[Stored data]

= = =

PR #18657, opened 2026-01-12
[RELAX][LAYOUT] Support multiple axis packing

srkreddy1238:
Like OIHW[4o4i] where we can pack multiple axis.
Helpful while handling complex target layouts.
This PR covers layout representation and transforms for these.

In implementation the ```IterVar``` which was holding one axis till now.  With this it will hold a packed axis as ```name=4o4i``` and ```range=16```. The new helpers can be used to retrieve individual axis ```4o``` and ```4c``` when ever needed. The forwards and backwards are enhanced accordingly.

### DIFF
--- a/include/tvm/s_tir/data_layout.h
+++ b/include/tvm/s_tir/data_layout.h
@@ -35,6 +35,8 @@
 #include <utility>
 #include <vector>
 
+#include "tvm/tir/var.h"
+
 namespace tvm {
 namespace tir {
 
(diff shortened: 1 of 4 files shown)


include/tvm/tir/data_layout.h
```diff
@@ -249,20 +291,23 @@ class Layout : public ObjectRef {
...
+        if (var->var->name_hint == axis.name()) {
+          return true;
+        }
       }
     }
     return false;
   }
 
-  const LayoutAxis& operator[](int32_t i) const {
+  IterVar operator[](int32_t i) const {
```
srkreddy1238: Not comfortable with this change though this feature works. Reworking on avoiding this return of ```IterVar```.

srkreddy1238:
Reopened : https://github.com/apache/tvm/pull/18869

PR #18662, opened 2026-01-14
ir: add size guard to load_json to prevent pathological inputs

HyperPS:
**This PR adds a lightweight input-size guard to `load_json()` to prevent pathological JSON inputs from causing excessive memory or CPU usage.**

_The change preserves existing IR semantics and behavior for all valid
inputs, while providing basic protection against unbounded inputs in
networked and automated workflows._

This PR addresses a denial-of-service issue reported via **Huntr** related to unbounded JSON IR loading.


tqchen:
sorry i am not sure if this is as helpful, since users are expected to load from trusted sources

PR #18664, opened 2026-01-16
[Relax] Add FDataDependent operator attribute for LegalizeOps

guan404ming:
## Why

The LegalizeOps transform was using string matching to detect data-dependent operators by checking if "dynamic" appears in the operator name. This approach is fragile and doesn't scale well as new data-dependent operators are added.

## How

- Add FDataDependent operator attribute to properly mark data-dependent operators
- Set FDataDependent=true for relax.dynamic_strided_slice operator
- Update LegalizeOps transform to check the FDataDependent attribute instead of string matching


guan404ming:
cc @tlopex @mshr-h

guan404ming:
Thanks!

PR #18665, opened 2026-01-16
[Relax] Replace topi.take with relax.op.take

guan404ming:
## Why

TODO comment indicated that topi.take should be replaced with relax.op.take once it has better support. The relax take operator is now mature enough to replace the TOPI external call.

## How

- Replace bb.emit_te(topi.take, ...) with relax.op.take(..., axis=0) in EmbedLayerNormalization converter


guan404ming:
cc @tlopex @mshr-h

guan404ming:
Thanks!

= = =

TASK DETAILS: Restate every record verbatim.

RESULT OF THE EXERCISE:
PR #18657, opened 2026-01-12
[RELAX][LAYOUT] Support multiple axis packing

srkreddy1238:
Like OIHW[4o4i] where we can pack multiple axis.
Helpful while handling complex target layouts.
This PR covers layout representation and transforms for these.

In implementation the ```IterVar``` which was holding one axis till now.  With this it will hold a packed axis as ```name=4o4i``` and ```range=16```. The new helpers can be used to retrieve individual axis ```4o``` and ```4c``` when ever needed. The forwards and backwards are enhanced accordingly.

### DIFF
--- a/include/tvm/s_tir/data_layout.h
+++ b/include/tvm/s_tir/data_layout.h
@@ -35,6 +35,8 @@
 #include <utility>
 #include <vector>
 
+#include "tvm/tir/var.h"
+
 namespace tvm {
 namespace tir {
 
(diff shortened: 1 of 4 files shown)


include/tvm/tir/data_layout.h
```diff
@@ -249,20 +291,23 @@ class Layout : public ObjectRef {
...
+        if (var->var->name_hint == axis.name()) {
+          return true;
+        }
       }
     }
     return false;
   }
 
-  const LayoutAxis& operator[](int32_t i) const {
+  IterVar operator[](int32_t i) const {
```
srkreddy1238: Not comfortable with this change though this feature works. Reworking on avoiding this return of ```IterVar```.

srkreddy1238:
Reopened : https://github.com/apache/tvm/pull/18869

PR #18662, opened 2026-01-14
ir: add size guard to load_json to prevent pathological inputs

HyperPS:
**This PR adds a lightweight input-size guard to `load_json()` to prevent pathological JSON inputs from causing excessive memory or CPU usage.**

_The change preserves existing IR semantics and behavior for all valid
inputs, while providing basic protection against unbounded inputs in
networked and automated workflows._

This PR addresses a denial-of-service issue reported via **Huntr** related to unbounded JSON IR loading.


tqchen:
sorry i am not sure if this is as helpful, since users are expected to load from trusted sources

PR #18664, opened 2026-01-16
[Relax] Add FDataDependent operator attribute for LegalizeOps

guan404ming:
## Why

The LegalizeOps transform was using string matching to detect data-dependent operators by checking if "dynamic" appears in the operator name. This approach is fragile and doesn't scale well as new data-dependent operators are added.

## How

- Add FDataDependent operator attribute to properly mark data-dependent operators
- Set FDataDependent=true for relax.dynamic_strided_slice operator
- Update LegalizeOps transform to check the FDataDependent attribute instead of string matching


guan404ming:
cc @tlopex @mshr-h

guan404ming:
Thanks!

PR #18665, opened 2026-01-16
[Relax] Replace topi.take with relax.op.take

guan404ming:
## Why

TODO comment indicated that topi.take should be replaced with relax.op.take once it has better support. The relax take operator is now mature enough to replace the TOPI external call.

## How

- Replace bb.emit_te(topi.take, ...) with relax.op.take(..., axis=0) in EmbedLayerNormalization converter


guan404ming:
cc @tlopex @mshr-h

guan404ming:
Thanks!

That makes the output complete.